Each line that holds the word "import" counts once; give the total for the records below and nothing else.

--*--

PR #514, opened 2019-10-30
manually flush microtasks in afterEach

LaurensBosscher:
This is the rebase of #440. I've squashed both commits into the original commit.

Original description:

> This PR replaces calling async act() in afterEach, with a version that still flushes microtasks, but doesn't wrap with act().
> 
> Explanation: If there are any hanging microtasks, that means a test ran without asserting on a valid state. Any async portion that causes updates should be asserted on, or atleast resolved within the scope of a test. This PR should still fire missing act warnings for a test, but won't let it leak to the next one.
>

### DIFF
--- a/src/flush-microtasks.js
+++ b/src/flush-microtasks.js
@@ -1,0 +1,47 @@
+/* istanbul ignore file */
+// the part of this file that we need tested is definitely being run
+// and the part that is not cannot easily have useful tests written
+// anyway. So we're just going to ignore coverage for this file
+/**
+ * copied from React's enqueueTask.js
+ */
+
+let didWarnAboutMessageChannel = false
+let enqueueTask
+try {
+  // read require off the module object to get around the bundlers.
+  // we don't want them to detect a require and bundle a Node polyfill.
+  const requireString = `require${Math.random()}`.slice(0, 7)
+  const nodeRequire = module && module[requireString]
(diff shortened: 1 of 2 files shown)


kentcdodds:
@all-contributors please add @LaurensBosscher code

evoyy:
I just upgraded to 9.3.1 and this is causing my test suite to log the following error:

ERROR: true, 'This browser does not have a MessageChannel implementation, so enqueuing tasks via await act(async () => ...) will fail. Please file an issue at https://github.com/facebook/react/issues if you encounter this warning.'

Is this something I need to worry about? I'm running my tests in Chrome using Karma.

kentcdodds:
cc @threepointone

donaldpipowitch:
This was the only change from v9.3.0 to v9.3.1, right? When I switch between those versions I get ` An update to Formik inside a test was not wrapped in act(...).` in every case where a `fireEvent.change` is not followed by an `await`. `fireEvent.click` seems to be fine. Is this intended behavior?

eps1lon:
@donaldpipowitch Please open a new issue with a reproducible example. Without code it's hard to tell whether this is intended or not.

donaldpipowitch:
@eps1lon I created the bug report: https://github.com/testing-library/react-testing-library/issues/535

PR #519, opened 2019-11-01
feat: Flush microtasks in cleanup

eps1lon:
BREAKING:

`cleanup` is now async.

```diff
- cleanup();
+ await cleanup();
```

**What**:

Flushes microtasks (introduced in #514) in cleanup instead of afterEach

**Why**:

Flushing microtask is not available for users of the `/pure` build.

**How**:

Move logic from index#afterEach into pure#cleanup

**Checklist**:

- [x] Tests
- [ ] Ready to be merged

### DIFF
--- a/src/__tests__/cleanup.js
+++ b/src/__tests__/cleanup.js
@@ -1,7 +1,7 @@
 import React from 'react'
 import {render, cleanup} from '../'
 
-test('cleans up the document', () => {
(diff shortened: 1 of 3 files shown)


kentcdodds:
We've got a few breaking changes to make in DOM Testing Library that we really need to push out. We should do all of this at the same time. Hopefully will get it done next week.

--*--

▶ _Response to the exercise_: 2